(EXERCISE DATA begins)

PR #679, opened 2023-06-13
SNOW-831638 Fixed problem in chunk retry downloading process and improved testing of those retries

sfc-gh-mhofman:
- Fixed reset of chunk download process when exceptions are thrown during the download
- Removed FORCEPARSEERROR from production code (introduced for testing) 
- Improved testing of chunk downloading process
- Enabled tests for V1 Result Parser and v2 Chunk Downloader

### DIFF
--- a/Snowflake.Data/Core/SFBlockingChunkDownloaderV3.cs
+++ b/Snowflake.Data/Core/SFBlockingChunkDownloaderV3.cs
@@ -189,12 +189,7 @@ namespace Snowflake.Data.Core
                             retry = true;
                             // reset the chunk before retry in case there could be garbage
                             // data left from last attempt
-                            ExecResponseChunk chunkInfo = new ExecResponseChunk()
-                            {
-                                rowCount = chunk.RowCount,
-                                url = chunk.Url
-                            };
-                            chunk.Reset(chunkInfo, chunk.chunkIndexToDownload);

(EXERCISE DATA ends)

EXERCISE DIRECTIONS: The records above should all be quoted exactly, please.

WRITTEN SOLUTION:
PR #679, opened 2023-06-13
SNOW-831638 Fixed problem in chunk retry downloading process and improved testing of those retries

sfc-gh-mhofman:
- Fixed reset of chunk download process when exceptions are thrown during the download
- Removed FORCEPARSEERROR from production code (introduced for testing) 
- Improved testing of chunk downloading process
- Enabled tests for V1 Result Parser and v2 Chunk Downloader

### DIFF
--- a/Snowflake.Data/Core/SFBlockingChunkDownloaderV3.cs
+++ b/Snowflake.Data/Core/SFBlockingChunkDownloaderV3.cs
@@ -189,12 +189,7 @@ namespace Snowflake.Data.Core
                             retry = true;
                             // reset the chunk before retry in case there could be garbage
                             // data left from last attempt
-                            ExecResponseChunk chunkInfo = new ExecResponseChunk()
-                            {
-                                rowCount = chunk.RowCount,
-                                url = chunk.Url
-                            };
-                            chunk.Reset(chunkInfo, chunk.chunkIndexToDownload);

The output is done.